Being grounded in the present moment is wonderful for taking massive action, because it helps reduce your low level cortisol responses, and allows you to perform to the best of your ability.
Being present is also highly motivating because it’s addictive. When you first start meditating, writing, or doing almost any flow-state activity you’re likely going to experience a lot of resistance. This is typically the result of being addicted to stimulus.
After a while, however, you’ll become grounded in the present moment, and being in this state is tremendously addictive because it allows you to rid yourself of all the excess stress you’ve accumulated and experience a peaceful bliss.
Once you’ve experienced this state you’ll find yourself wanting to experience more of it, and you’ll naturally gravitate to things that allow you to reach this state of mind rather than low level things like television that produce only a duuhhhrr state.
The two previous points can certainly be useful in the manifestation of motivation within yourself, but ultimately the biggest thing you can do to tip the pain vs pleasure response into your favor is to buy in to whatever you’re doing.
Do you honestly think I’d still be here writing if I didn’t think it was going to pay off? Hell, I’d have quit blogging in my first week if I thought my time was being wasted.
Remember when we were talking about the difference between the man who couldn’t talk to the girl, and the man who got her? What was the difference? The second man bought in, and believed he could get her.
Think about the losers who sit in their parents’ basements and troll on Youtube and Reddit. It’s easy to talk about how pathetic they are. We can ask them why they troll, but the real question should be why wouldn’t they troll?
Like drug addicts, the reality of their lives is that they don’t see themselves having a future. If you were stuck in an inescapable cloud of misery why wouldn’t you be a lazy bitch?

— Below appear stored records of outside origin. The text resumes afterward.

PR #6727, opened 2026-02-24
fix(rdb_load): Fix dry run with shard optimization

dranikpg:
We have this short cut with inline runs with `EngineShard::tlocal()->id  == dest_id` that ignores the dry run flag. I wanted to do it first in CreateObjectOnShard, but we actually don't even have to populate the item, so I moved it further upstream

### DIFF
--- a/src/server/rdb_load.cc
+++ b/src/server/rdb_load.cc
@@ -2798,13 +2798,7 @@ void RdbLoader::LoadItemsBuffer(DbIndex db_ind, const ItemsBuf& ib) {
 
   DCHECK(!db_slice.IsCacheMode());
 
-  bool dry_run = absl::GetFlag(FLAGS_rdb_load_dry_run);
-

Buying in to yourself is so damn important because if you don’t expect your efforts to pay out your pain vs pleasure response is fucked, and as a result you’ll end up just like the Reddit trolls, never amounting to anything more than a slave to instant gratification.
Fortunately, you can proactively take action to ensure you buy in to yourself. By tackling small tasks such as doing a workout in the gym, or rewarding yourself for writing a blog post, you can teach your brain that if it takes an action it’ll produce a result.
After your brain makes the association between small tasks and small rewards you can eventually train it to be able to buy in for much bigger projects, and that’s when you begin to accomplish really great things.
Once you buy into yourself, and fully believe the actions you take are going to produce results; you’ll start producing the results you’ve always wanted.